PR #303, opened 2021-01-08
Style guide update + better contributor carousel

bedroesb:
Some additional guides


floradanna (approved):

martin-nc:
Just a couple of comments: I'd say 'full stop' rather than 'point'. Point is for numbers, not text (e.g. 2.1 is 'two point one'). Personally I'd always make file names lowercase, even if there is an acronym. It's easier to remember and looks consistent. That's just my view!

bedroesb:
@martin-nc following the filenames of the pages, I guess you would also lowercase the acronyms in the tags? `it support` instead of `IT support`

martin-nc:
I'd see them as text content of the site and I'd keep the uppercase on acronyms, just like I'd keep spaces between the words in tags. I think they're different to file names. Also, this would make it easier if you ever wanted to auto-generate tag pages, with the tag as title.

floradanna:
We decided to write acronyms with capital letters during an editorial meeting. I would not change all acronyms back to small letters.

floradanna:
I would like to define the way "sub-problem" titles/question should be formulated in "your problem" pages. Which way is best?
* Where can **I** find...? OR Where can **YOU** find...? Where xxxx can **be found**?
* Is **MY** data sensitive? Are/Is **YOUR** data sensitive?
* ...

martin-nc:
--------
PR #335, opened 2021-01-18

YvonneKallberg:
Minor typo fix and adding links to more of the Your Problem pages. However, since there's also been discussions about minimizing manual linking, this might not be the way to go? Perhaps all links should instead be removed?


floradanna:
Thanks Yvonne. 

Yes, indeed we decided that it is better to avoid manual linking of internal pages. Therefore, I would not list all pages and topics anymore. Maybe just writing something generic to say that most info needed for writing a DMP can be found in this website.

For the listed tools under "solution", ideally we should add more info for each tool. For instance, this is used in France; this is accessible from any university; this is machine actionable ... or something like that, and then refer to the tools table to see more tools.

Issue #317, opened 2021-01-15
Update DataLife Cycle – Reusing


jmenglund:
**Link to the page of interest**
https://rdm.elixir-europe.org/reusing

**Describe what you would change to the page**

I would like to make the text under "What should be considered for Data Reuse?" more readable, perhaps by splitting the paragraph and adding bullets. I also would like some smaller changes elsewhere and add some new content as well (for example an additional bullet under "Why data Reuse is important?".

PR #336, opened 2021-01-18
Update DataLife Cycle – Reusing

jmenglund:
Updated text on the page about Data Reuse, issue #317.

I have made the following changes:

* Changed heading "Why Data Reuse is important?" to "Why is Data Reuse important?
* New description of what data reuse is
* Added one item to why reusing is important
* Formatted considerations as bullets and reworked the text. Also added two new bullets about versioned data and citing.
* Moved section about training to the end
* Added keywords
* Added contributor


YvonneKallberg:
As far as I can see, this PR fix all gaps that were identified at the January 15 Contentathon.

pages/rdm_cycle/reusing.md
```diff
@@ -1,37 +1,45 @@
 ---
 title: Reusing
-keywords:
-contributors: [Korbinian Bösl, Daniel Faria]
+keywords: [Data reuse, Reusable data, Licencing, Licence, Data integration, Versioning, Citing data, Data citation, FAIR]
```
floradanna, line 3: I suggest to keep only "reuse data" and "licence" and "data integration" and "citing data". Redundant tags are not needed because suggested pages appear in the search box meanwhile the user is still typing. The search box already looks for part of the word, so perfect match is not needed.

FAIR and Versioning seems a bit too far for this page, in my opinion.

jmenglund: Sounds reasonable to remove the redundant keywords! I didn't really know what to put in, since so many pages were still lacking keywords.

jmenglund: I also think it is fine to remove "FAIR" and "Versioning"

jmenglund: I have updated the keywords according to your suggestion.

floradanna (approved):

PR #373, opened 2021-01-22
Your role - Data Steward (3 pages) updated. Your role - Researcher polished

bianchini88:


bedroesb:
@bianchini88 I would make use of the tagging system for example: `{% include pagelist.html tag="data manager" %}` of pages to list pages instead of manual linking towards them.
--------
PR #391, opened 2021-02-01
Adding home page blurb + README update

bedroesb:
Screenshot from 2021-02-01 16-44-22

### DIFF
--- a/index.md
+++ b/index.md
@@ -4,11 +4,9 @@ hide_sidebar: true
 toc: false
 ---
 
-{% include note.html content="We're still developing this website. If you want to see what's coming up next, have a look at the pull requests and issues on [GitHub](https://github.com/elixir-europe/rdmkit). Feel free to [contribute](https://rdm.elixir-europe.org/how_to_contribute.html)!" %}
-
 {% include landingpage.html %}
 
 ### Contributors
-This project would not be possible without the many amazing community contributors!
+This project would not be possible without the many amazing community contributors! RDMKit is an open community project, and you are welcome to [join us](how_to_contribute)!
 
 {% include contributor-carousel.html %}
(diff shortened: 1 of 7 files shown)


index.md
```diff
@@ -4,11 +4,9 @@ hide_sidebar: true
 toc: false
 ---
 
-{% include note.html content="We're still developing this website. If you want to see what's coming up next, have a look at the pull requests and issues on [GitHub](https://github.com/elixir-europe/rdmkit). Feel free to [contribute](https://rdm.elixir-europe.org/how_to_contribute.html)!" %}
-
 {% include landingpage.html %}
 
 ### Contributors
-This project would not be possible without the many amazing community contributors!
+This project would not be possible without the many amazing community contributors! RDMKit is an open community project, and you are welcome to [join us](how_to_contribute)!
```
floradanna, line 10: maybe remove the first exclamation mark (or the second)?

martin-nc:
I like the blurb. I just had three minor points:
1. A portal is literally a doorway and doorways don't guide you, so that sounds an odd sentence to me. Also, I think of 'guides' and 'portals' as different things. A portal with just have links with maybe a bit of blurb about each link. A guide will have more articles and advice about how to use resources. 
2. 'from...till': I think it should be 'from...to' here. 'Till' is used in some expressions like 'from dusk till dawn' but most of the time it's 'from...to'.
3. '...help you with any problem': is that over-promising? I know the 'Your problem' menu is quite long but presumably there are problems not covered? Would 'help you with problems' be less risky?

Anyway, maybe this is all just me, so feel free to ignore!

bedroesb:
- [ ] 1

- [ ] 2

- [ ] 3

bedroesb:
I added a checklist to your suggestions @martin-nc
--------
▶ [Required work] The answer must consist of every line from the entries that holds the string "blurb".

▶ [Exercise response]
Adding home page blurb + README update
I like the blurb. I just had three minor points:
1. A portal is literally a doorway and doorways don't guide you, so that sounds an odd sentence to me. Also, I think of 'guides' and 'portals' as different things. A portal with just have links with maybe a bit of blurb about each link. A guide will have more articles and advice about how to use resources. 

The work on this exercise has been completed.